BEGIN LISTED RECORDS
PR #2144, opened 2026-03-17
refactor: Restructured list log files function

lorenarosati:
## 🥞 Stacked PR
Use this [link](https://github.com/delta-io/delta-kernel-rs/pull/2144/files) to review incremental changes.
- [**stack/refactor-list**](https://github.com/delta-io/delta-kernel-rs/pull/2144) [[Files changed](https://github.com/delta-io/delta-kernel-rs/pull/2144/files)]
  - [stack/backward-listing](https://github.com/delta-io/delta-kernel-rs/pull/2146) [[Files changed](https://github.com/delta-io/delta-kernel-rs/pull/2146/files/867162af108f73fa6ef7982fae431411a0906fec..b296c6cafadb9520941fade40205eaf6955f572b)]
    - [stack/fallback-list-w-checkpoint-hint](https://github.com/delta-io/delta-kernel-rs/pull/2149) [[Files changed](https://github.com/delta-io/delta-kernel-rs/pull/2149/files/b296c6cafadb9520941fade40205eaf6955f572b..82a62710bcd5a0f59d2af6889d2d11332a2af2d9)]

---------

We need to move ListingAccumulator out of the scope of the list() function because we want to use it for both list() and for a list_with_backward_checkpoint_scan() function (in the later stacked PRs). 

This PR makes the following changes:
- Moves ListingAccumulator to be a top-level struct in the log_segment_files module
- Introduces build_log_segment_files which includes most of the logic previously in list(); list() delegates to this function (the goal is for list_with_backward_checkpoint_scan() to also delegate to this function in future PRs)
- LogTailLowerBound enum indicates whether we're listing from the start version (as done in list()), or we're deriving the start version from ListingAccumulator checkpoint parts (this would be the case for list_with_backward_checkpoint_scan())

Existing tests that call list() were run

### DIFF
--- a/kernel/src/log_segment_files.rs
+++ b/kernel/src/log_segment_files.rs
@@ -230,19 +230,8 @@ enum LogTailLowerBound {
 }
 
 impl LogSegmentFiles {
-    /// Assembles a [`LogSegmentFiles`] from two sources: `fs_files` (an iterator of files
-    /// listed from storage) and `log_tail` (catalog-provided commits). The two sources are
-    /// processed in three phases:
-    ///
-    /// 1. Stream `fs_files` in ascending version order, grouping files by version.
-    ///    At each version boundary, flush the group: if a complete checkpoint is found,
-    ///    discard all earlier commits and compaction files (they are superseded by the
-    ///    checkpoint). Filesystem commits at versions covered by `log_tail` are skipped
-    ///    because `log_tail` is authoritative for those commits; non-commit files (CRC,
-    ///    checkpoints, compactions) are always taken from the filesystem.
-    /// 2. Resolve the `log_tail` lower-bound version from `lower_bound`.
-    /// 3. Stream the filtered `log_tail` commits in ascending version order, applying the
-    ///    same checkpoint-grouping logic, then flush the final group.
+    /// Assembles a `LogSegmentFiles` from `fs_files` (an iterator of files
+    /// listed from storage) and `log_tail` (catalog-provided commits)
     ///
     /// `lower_bound` controls how the log_tail is filtered:
     /// - [`LogTailLowerBound::Explicit`]: include entries at version >= v


kernel/src/log_segment_files.rs
```diff
@@ -121,7 +121,207 @@ fn group_checkpoint_parts(parts: Vec<ParsedLogPath>) -> HashMap<u32, Vec<ParsedL
...
+                .is_some_and(|crc| crc.version < version)
+            {
+                self.output.latest_crc_file = None;
+            }
+        }
+    }
+}
+
+/// Controls how the log_tail lower bound is determined during listing accumulation
+enum LogTailLowerBound {
```
chiinlquah, line 227: nit: we should move this to the PR that actually introduce the different usage since this pr is supposed to be pure refactoring pr.

kernel/src/log_segment_files.rs
```diff
@@ -121,7 +121,207 @@ fn group_checkpoint_parts(parts: Vec<ParsedLogPath>) -> HashMap<u32, Vec<ParsedL
...
+                && log_tail_start_version.is_some_and(|tail_start| file.version >= tail_start)
+            {
+                continue;
+            }
+
+            acc.maybe_flush_and_advance(file.version);
+            acc.process_file(file);
+        }
+
+        // Phase 2: resolve upper bound from end version and resolve log_tail lower bound
```
chiinlquah, line 284: this seems to have changed the previous phase definitions? here phase 2 seems rather trivial

kernel/src/log_segment_files.rs
```diff
@@ -121,7 +121,207 @@ fn group_checkpoint_parts(parts: Vec<ParsedLogPath>) -> HashMap<u32, Vec<ParsedL
...
+    Explicit(Version),
+}
+
 impl LogSegmentFiles {
+    /// Assembles a `LogSegmentFiles` from `fs_files` (an iterator of files
+    /// listed from storage) and `log_tail` (catalog-provided commits)
+    ///
+    /// `lower_bound` controls how the log_tail is filtered:
+    /// - [`LogTailLowerBound::Explicit`]: include entries at version >= v
+    /// - TODO: [`LogTailLowerBound::DeriveFromCheckpoint`] to be added later: derive lower bound from the most recent complete checkpoint found during the filesystem phase
```
chiinlquah, line 238: change to // - code comment instead of /// rust doc comment

kernel/src/log_segment_files.rs
lorenarosati: Done!

kernel/src/log_segment_files.rs
lorenarosati: Changed! In the follow up PR phase 2 will have more logic, but for now I removed it

PR #2151, opened 2026-03-17
refactor!: Schema and expression transforms use generic carriers

scovich:

So far, expression and visitor transforms have been hard-wired to work with `Option<Cow>`, even tho most use cases don't fit that model. Visitors (which make no changes at all), and fallible use cases (which should terminate immediately if some event occurs) have been especially painful to work with.

To address the impedance mismatch, we introduce the notion of a "Carrier", inspired by rust's "v2 Try" feature:
* A new `trait Carrier<T>` which "customizes" the behavior of the basic `Cow` return type transforms work with
* Carriers have "inner" values (the actual Cow-like thing) and "residuals" (an error-like thing)
* A variety of types implement the `Carrier` trait
* The transform traits are expressed in terms of carriers instead of hard-wiring `Option<Cow>`
* Implementations of a transform trait are free to code naturally using any concrete type that implements `Carrier`.

Notable carriers include:
* `Option<Cow>` - Infallible filtering transforms
  * 10 instances
* `Cow` - Infallible non-filtering transforms
   * 7 instances
* `Result<(), ()>` - Used by short circuiting visitors that only care "whether" (not "how many")
   * 5 instances
* `()` - Used by infallible visitors 
   * 3 instances
* `DeltaResult<()>` - Used by validity checkers
   * 2 instances
* `DeltaResult<Cow>` - Fallible non-filtering transforms
   * 1 instance
* `DeltaResult<Option<Cow>>` - Fallible filtering transforms
   * 0 instances, but demonstrates the full power of the new framework

The public `ExpressionTransform` and `SchemaTransform` traits are now expressed in terms of carriers. Affected implementations need to define the new associated types (use the `transform_output_type!` macro), and using the correct carrier impl for the job usually allows the transform's logic to be simplified as well.

All the existing transforms have been ported over, and their unit tests updated as needed.


emkornfield:
CI failure:

`file not found for module `carrier``

scovich:
> CI failure:
> 
> `file not found for module `carrier``

🤦 something went wrong when I rebased to latest main, I think. Thanks for noticing.

derive-macros/src/lib.rs
```diff
@@ -235,6 +235,20 @@ fn make_public(mut item: Item) -> Item {
         Ok(())
     }
 
+    fn add_macro_export(m: &mut syn::ItemMacro) -> Result<(), syn::Error> {
```
emkornfield: maybe add a some comments to explain the intent of this function?

kernel/src/transforms/schema.rs
```diff
@@ -191,38 +222,38 @@ impl SchemaDepthChecker {
...
         self.call_count += 1;
-        if self.max_depth_seen < self.current_depth {
-            self.max_depth_seen = self.current_depth;
-            if self.depth_limit < self.current_depth {
-                tracing::warn!("Max schema depth {} exceeded by {arg:?}", self.depth_limit);
-            }
+        self.max_depth_seen = self.max_depth_seen.max(self.current_depth);
+        if self.current_depth > self.depth_limit {
+            tracing::warn!("Max schema depth {} exceeded by {arg:?}", self.depth_limit);
+            return Err(());
```
emkornfield, line 236: Why not return the formatted error here?

kernel/src/expressions/literal_expression_transform.rs
```diff
@@ -51,81 +45,56 @@ pub enum Error {
 pub(crate) fn literal_expression_transform<'a>(
     schema: &'a StructType,
     scalars: impl IntoIterator<Item = &'a Scalar>,
-) -> DeltaResult<Expression> {
+) -> Result<Expression, Error> {
```
emkornfield: We can't continue to use DeltaResult here?

kernel/src/expressions/literal_expression_transform.rs
```diff
@@ -51,81 +45,56 @@ pub enum Error {
...
+        Ok(())
     }};
 }
 
 impl<'a, T: Iterator<Item = &'a Scalar>> SchemaTransform<'a> for LiteralExpressionTransform<'a, T> {
-    fn transform_primitive(
-        &mut self,
-        prim_type: &'a PrimitiveType,
-    ) -> Option<Cow<'a, PrimitiveType>> {
+    transform_output_type!(|'a, U| Result<(), Error>);
```
emkornfield, line 92: Below we define several archetype for transforms, I wonder if instead of require transform_output_type for common cases if we could reify the notion of things like SchemaValidator, which I think could make the actual business logic here?

kernel/src/expressions/mod.rs
```diff
@@ -1174,9 +1173,10 @@ impl<R: Into<Expression>> std::ops::Div<R> for Expression {
 struct GetColumnReferences<'a>(HashSet<&'a ColumnName>);
 
 impl<'a> ExpressionTransform<'a> for GetColumnReferences<'a> {
-    fn transform_expr_column(&mut self, name: &'a ColumnName) -> Option<Cow<'a, ColumnName>> {
+    transform_output_type!(|'a, T| ());
```
emkornfield, line 1177: similar question to above, could we just renaming this ExpressionVisitor so most users don't need to define the transform_output_type?

derive-macros/src/lib.rs
scovich: I'm debating just deleting it -- an older version of this pathfinding needed to define a `#[internal_api]` macro, but the current PR does not.

kernel/src/expressions/literal_expression_transform.rs
scovich: I don't know a way in rust to define just the associated types with a type alias or helper trait with blanket impl. We'd end up replicating the entire trait for each archetype -- just with slightly different signatures for the methods.

If you know a non-duplicative way to achieve a similar result, I'm all ears.

kernel/src/transforms/carrier.rs
```diff
@@ -0,0 +1,193 @@
...
+    }
+    fn into_inner(self) -> Result<Cow<'a, T>, E> {
+        self
+    }
+    fn into_inner_opt(self) -> Result<Option<Cow<'a, T>>, E> {
+        self.map(Some)
+    }
+}
+
+/// Carrier for fallible filtering transforms, which immediateky abort on Err and can also drop
```
emkornfield:
```suggestion
/// Carrier for fallible filtering transforms, which immediately abort on Err and can also drop
```

kernel/src/expressions/mod.rs
scovich: Rename what, sorry?

emkornfield (commented):
Overall, the simplification is nice. I worry a little bit about the complexity declaring the type at usage vs making better known concepts for end-users (e.g. visitor, infallable-transform, etc) that make use of the new technique.  If we want to follow-up with some of this improvement, I think this code is a good incremental step.

kernel/src/expressions/mod.rs
emkornfield: I mean having something like (not sure if this syntax works or if there some other way to express this as a single concept in Rust):
```
trait ExpressionVisitor<'a> : ExpressionTransform<'a> {
   transform_output_type!(|'a, T| ());
}
```

kernel/src/expressions/literal_expression_transform.rs
emkornfield: Would need to do some research, I don't know off the top of my head.

emkornfield: One compromise here might be if we could maybe add macros like:

`schema_visitor!()` to avoid the boiler-plate (again not sure if this is possible and it might make reasoning about the types even less straight-forward).

> We'd end up replicating the entire trait for each archetype -- just with slightly different signatures for the methods.

I think maybe the duplication here is potentially worth-while, it makes the business logic intent a little bit clearer for casual readers of the code base.

kernel/src/expressions/mod.rs
scovich: That doesn't work. Defining the associated types in `ExpressionVisitor` doesn't make them available to `ExpressionTransform`. We'd need a blanket `impl ExpressionTransform for all T: ExpressionVisitor`, to "forward" it from `ExpressionVisitor` to `ExpressionTransform`. 
* But that would cause conflicting trait definitions if there were more than one archetype (because the same `T` could implement two archetypes but can only `impl ExpressionTransform` once). 
* It would also force providing all the same methods again in `ExpressionVisitor` (each forwarding to the corresponding `ExpressionTransform` method, else there'd be no way for an impl to override any of the methods.

One _could_ potentially define a type alias, but that's only helpful if we ever passed a transform/visitor/whatever as e.g. function arg or struct field, and want a compact way to refer to its type. Which doesn't really happen anywhere that I know of.

kernel/src/expressions/literal_expression_transform.rs
scovich: What about a proc macro?
```rust
#[transform(carrier=Result<(), Error>)]
impl<'a, T: Iterator<Item = &'a Scalar>> SchemaTransform<'a> for LiteralExpressionTransform<'a, T> {
  ... method overrides only ...
}
```
Except the lifetime and generic arg would quickly become complex.

scovich: Another idea from offline discussion: have a set of declarative macros for well-defined concepts, e.g. this one would be `transform_validator!`?

emkornfield (approved):
Talked offline.  Getting this merged is a good idea and we can iterate on possibly more expressive end-user code.

derive-macros/src/lib.rs
sanujbasu: @scovich are we removing this? / keeping it ?

kernel/src/transforms/carrier.rs
```diff
@@ -0,0 +1,193 @@
+use std::borrow::{Cow, ToOwned};
+use std::convert::Infallible;
+use std::fmt::Debug;
+
+/// Carrier abstraction for transform outputs.
+///
+/// A carrier can represent one of three outcomes for a transformed node:
+/// - present value (`Cow<'a, T>`)
+/// - residual outcome (`Self::Residual`)
+///
```
sanujbasu, line 10: 3 outcomes but list only 2?

scovich: Hmm, I can see the confusion. We _do_ have three cases, but Error and Option are grouped together under the "residual" bucket on this list here. Should I just say "two" and let the existing clarification on L11+ do the rest?

derive-macros/src/lib.rs
scovich: I'll remove it. Not so hard to reinstate later if we ever need it.

kernel/src/expressions/literal_expression_transform.rs
scovich: We could, by reinstating the `.into()` calls I had dropped.

kernel/src/transforms/carrier.rs
sanujbasu: yup

sanujbasu (approved):
lgtm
END LISTED RECORDS
Where a line above contains the word "generic", show that line.

OUTPUT BELOW -
refactor!: Schema and expression transforms use generic carriers
Except the lifetime and generic arg would quickly become complex.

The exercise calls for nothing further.